With today’s press conference in my hometown, marking the first anniversary of the infamous (still inadequately explained) George Washington Bridge lane closures, I thought I’d share my own video of a candid address delivered last May to borough residents by our mayor, a Fort Lee native, who was improbably thrust onto the national stage last September.
Although he had indicated, early in this unfolding saga, that he had no idea whether or why he was being targeted, Mayor Mark Sokolich, a Democrat who had declined to endorse Republican Gov. Chris Christie‘s reelection bid, revealed to us that, in fact, he “knew from the beginning” that he was the focus of a deliberate attempt to paralyze traffic flow in Fort Lee, already impeded, even in the best of times, by chronic bridge-related backups (that are likely to get even worse, thanks to the billion-dollar redevelopment project, adjacent to the bridge, which Sokolich refers to in my video, below).
Criminal investigations of the so-called Bridgegate scandal continue.
Here’s our savvy, self-deprecating Mayor, who professes to have no further political ambitions:
And in other local news of national interest: The borough council of our next-door community, Englewoods Cliffs, voted last month to ban future construction taller than 35 feet (as I predicted might happen in this April 11 tweet). But that won’t affect the previously approved, highly controversial, 143-foot-high headquarters for LG Electronics USA, about to rise atop New Jersey’s Palisades, to the dismay of preservationists.
The councils of several nearby Bergen County communities have gone on record, for what it’s worth, opposing LG’s plan. Court challenges to that project continue.

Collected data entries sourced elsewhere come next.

PR #4849, opened 2025-01-15
Support IC Low Wasm Memory Hook

luc-blaeser:
## Low memory hook

The IC allows to implement a low memory hook, which is a warning trigger when main memory is becoming scarce.

For this purpose, a Motoko actor or actor class instance can implement the system function `onLowMemory()`. This system function is scheduled when canister's free main memory space has fallen below the defined threshold `wasm_memory_threshold`, that is is part of the canister settings. In Motoko, `onLowMemory()` implements the `canister_on_low_wasm_memory` hook defined in the IC specification.

Reference: https://github.com/dfinity/portal/pull/3761

Example of implementing the low memory hook:
```
actor {
    system func onLowMemory() : async () {
        Debug.print("Low memory!");
    }
}
```

The following properties should be considered when using the low memory hook:
* The execution of `onLowMemory` happens with a certain delay, as it is scheduled as a separate asynchronous message that runs after the message in which the threshold was crossed.
* Once executed, `onLowMemory` will only be triggered again when the main memory free space grows above the threshold (e.g. by lowering the threshold or shrinking the main memory through canister reinstallation) and then again falls below the threshold.
* Traps or unhandled errors in `onLowMemory` are ignored. They only revert the changes done in `onLowMemory`.
* Due to its `async` return type, the `onLowMemory` function may send further messages and await results.

### DIFF
--- a/doc/md/canister-maintenance/memory.md
+++ b/doc/md/canister-maintenance/memory.md
@@ -2,7 +2,7 @@
 sidebar_position: 5
 ---
 
-# Memory management
+# Memory diagnostics
 
 ## Low memory hook
 
--- a/doc/md/canister-maintenance/memory.md
+++ b/doc/md/canister-maintenance/memory.md
@@ -1,0 +1,26 @@
+---
+sidebar_position: 5
+---
+
+# Memory management
+
+## Low memory hook
+
+The IC allows to implement a low memory hook, which is a warning trigger when main memory is becoming scarce.
+
+For this purpose, a Motoko actor or actor class instance can implement the system function `onLowMemory()`. This system function is scheduled when canister's free main memory space has fallen below the defined threshold `wasm_memory_threshold`, that is is part of the canister settings. In Motoko, `onLowMemory()` implements the `canister_on_low_wasm_memory` hook defined in the IC specification.
+
+Example of using the low memory hook:
+```
+actor {
+    system func onLowMemory() : async () {
+        Debug.print("Low memory!");
+    }
+}
+```
+
+A few aspects need to be considered with the low memory hook:
+* The execution of `onLowMemory` happens with a certain delay, as it is scheduled as separate asynchronous message that runs after the message in which the threshold was crossed.
+* Once executed, `onLowMemory` is only triggered again when the main memory free space went above the threshold (e.g. by lowering the threshold or shrinking the main memory through canister reinstallation) and when the free space again fell below the threshold.
+* Traps or unhandled errors in `onLowMemory` are ignored. They only revert the changes done in `onLowMemory`.
+* Due to its `async` return type, the `onLowMemory` function may send further messages and await results.
--- a/src/mo_frontend/typing.ml
+++ b/src/mo_frontend/typing.ml
@@ -394,12 +394,16 @@ let timer_type =
     [Func (Local, Returns, [], [Prim Nat64], [])],
     [Async (Fut, Var (default_scope_var, 0), unit)]))
 
+let low_memory_type =
+  T.(Func (Local, Returns, [scope_bind], [], [Async (Fut, Var (default_scope_var, 0), unit)]))
+    
 let system_funcs tfs =
   [
     ("heartbeat", heartbeat_type);
     ("timer", timer_type);
     T.("preupgrade", Func (Local, Returns, [scope_bind], [], []));
     T.("postupgrade", Func (Local, Returns, [scope_bind], [], []));
+    ("onLowMemory", low_memory_type);
     ("inspect",
      (let msg_typ = T.decode_msg_typ tfs in
       let record_typ =
--- a/test/run-drun/low-memory.mo
+++ b/test/run-drun/low-memory.mo
@@ -1,0 +1,63 @@
+import Prim "mo:⛔";
+import LowMemoryActor "low-memory/low-memory-actor";
+import Cycles = "cycles/cycles";
+
+actor Self {
+  type canister_settings = {
+    wasm_memory_threshold: ?Nat;
+  };
+
+  func setMemoryThreshold(a : actor {}, threshold : Nat) : async () {
+    let ic00 = actor "aaaaa-aa" : actor {
+      update_settings : shared {
+        canister_id : Principal;
+        settings : canister_settings;
+      } -> async ();
+    };
+    let settings : canister_settings = {
+        wasm_memory_threshold = ?threshold;
+    };
+    await ic00.update_settings({
+      canister_id = Prim.principalOfActor(a);
+      settings });
+  };
+
+  let kb = 1024;
+  let mb = 1024 * kb;
+  let gb = 1024 * mb;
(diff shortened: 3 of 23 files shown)


src/mo_frontend/typing.ml
```diff
@@ -394,12 +394,16 @@ let timer_type =
     [Func (Local, Returns, [], [Prim Nat64], [])],
     [Async (Fut, Var (default_scope_var, 0), unit)]))
 
+let low_memory_type =
```
ggreif, line 397: Just a heads-up, these type definitions will live in `type.ml` after #4846. I'll take care of this in the migration.

test/fail/ok/M0129.tc.ok
```diff
@@ -1 +1 @@
-M0129.mo:2.15-2.21: type error [M0129], unexpected system method named foobar, expected heartbeat or timer or preupgrade or postupgrade or inspect
+M0129.mo:2.15-2.21: type error [M0129], unexpected system method named foobar, expected heartbeat or timer or preupgrade or postupgrade or onLowMemory or inspect
```
ggreif, line 1: `onLowMemory` is kind-of clumsy, what about `tightmemory`? Would be more in line with the other names...

luc-blaeser: Yes, I see. In IC it is called `canister_on_low_wasm_memory`... Just thought to use a similar name for resemblance, but I am not fully happy either.
Maybe @crusso has some suggestion on how to name this.

crusso: I think I prefer `onLowMemory` to `tightmemory`. I guess just `memory` if we want to keep it short and sweet like the others (https://internetcomputer.org/docs/current/motoko/main/reference/language-manual#system-fields), but onLowMemory is more meaningfull.

doc/md/canister-maintenance/memory.md
```diff
@@ -0,0 +1,26 @@
...
+actor {
+    system func onLowMemory() : async () {
+        Debug.print("Low memory!");
+    }
+}
+```
+
+The following properties apply to the low memory hook:
+* The execution of `onLowMemory` happens with a certain delay, as it is scheduled as a separate asynchronous message that runs after the message in which the threshold was crossed.
+* Once executed, `onLowMemory` is only triggered again when the main memory free space went above the threshold (e.g. by lowering the threshold or shrinking the main memory through canister reinstallation) and when the free space again fell below the threshold.
```
crusso, line 24:
```suggestion
* Once executed, `onLowMemory` is only triggered again when the main memory free space exceeds the threshold (e.g. by lowering the threshold or shrinking the main memory through canister reinstallation) and when the free space again falls below the threshold.
```
Not sure I understand this... should that be an or?

doc/md/canister-maintenance/memory.md
```diff
@@ -0,0 +1,26 @@
...
+* Traps or unhandled errors in `onLowMemory` are ignored. They only revert the changes done in `onLowMemory`.
```
crusso, line 25:
```suggestion
* Traps or unhandled errors in `onLowMemory` are ignored. Traps only revert the changes done in `onLowMemory`.
```

test/run-drun/low-memory.mo
```diff
@@ -0,0 +1,60 @@
...
+
+  public shared func run() : async () {
+    Cycles.add<system>(2_000_000_000_000);
+    let lowMemoryActor = await LowMemoryActor.LowMemoryActor(lowMemoryCallback);
+    
+    let threshold1 = maxMemory - (await lowMemoryActor.memorySize()) - mb : Nat;
+    await setMemoryThreshold(lowMemoryActor, threshold1);
+    await lowMemoryActor.allocateMemory();
+
+    // Not yet implemented on IC: Should retrigger when lowering threshold.
```
crusso, line 42: Oh dear.

crusso (approved):
I guess we could consider allowing the return type to be async* but the method would need to force the async* somehow. That would avoid another scheduling hop.

Do we want merge this now or wait for the IC implementation to be fixed?

test/fail/ok/M0129.tc.ok
ggreif: What about `lowmemory`?

doc/md/canister-maintenance/memory.md
luc-blaeser: I will clarify. The idea is that it first exceeds and then falls below.

test/fail/ok/M0129.tc.ok
luc-blaeser: Will chane to `lowmemory`

test/run-drun/low-memory.mo
luc-blaeser: I reported as these as issues

doc/md/canister-maintenance/memory.md
luc-blaeser: I adjusted it. Hopefully it is clearer now.

luc-blaeser:
> I guess we could consider allowing the return type to be async* but the method would need to force the async* somehow. That would avoid another scheduling hop.
> 
> Do we want merge this now or wait for the IC implementation to be fixed?

I changed it to `async*`. Thanks for the suggestion.

I think we can merge it as soon as it is ready from our side. The IC fix can come later and would be automatically become effective.

test/fail/ok/M0129.tc.ok
ggreif: Great. Please update the PR description too. (Also w.r.t. the delay problem.)

doc/md/canister-maintenance/memory.md
```diff
@@ -0,0 +1,26 @@
...
+        Debug.print("Low memory!");
+    }
+}
+```
+
+The following properties apply to the low memory hook:
+* The execution of `lowmemory` happens with a certain delay, as it is scheduled as a separate asynchronous message that runs after the message in which the threshold was crossed.
+* Once executed, `lowmemory` is only triggered again when the main memory free space first exceeds and then falls below the threshold.
+* Traps or unhandled errors in `lowmemory` are ignored. Traps only revert the changes done in `lowmemory`.
+* Due to its `async` return type, the `lowmemory` function may send further messages and await results.
```
ggreif, line 26:
```suggestion
* Due to its `async*` return type, the `lowmemory` function may send further messages and `await` results.
```

ggreif (dismissed):
Added one suggestion, otherwise LGTM!

doc/md/canister-maintenance/memory.md
luc-blaeser: Thank you!

luc-blaeser:
Thanks for reviewing!

ggreif (approved):

ggreif (approved):

ggreif (approved):

crusso (approved):
LGMT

UPDATE: By coincidence, the Metropolitan Museum’s curator in charge of the Cloisters, C. Griffith Mann, today added a post to the museum’s website exhorting Met-lovers to “convince LG to alter their plans”:
Please get involved. We recommend starting with Protect the Palisades, one of the many advocacy groups that have organized around this important issue.
Does he know about the latest news? If he knew about Englewood Cliffs’ new height restrctions, he wouldn’t have written: “When one company opens the door, others are sure to follow.” I think that the Met’s crossing the line into political advocacy to protect its views is a step too far.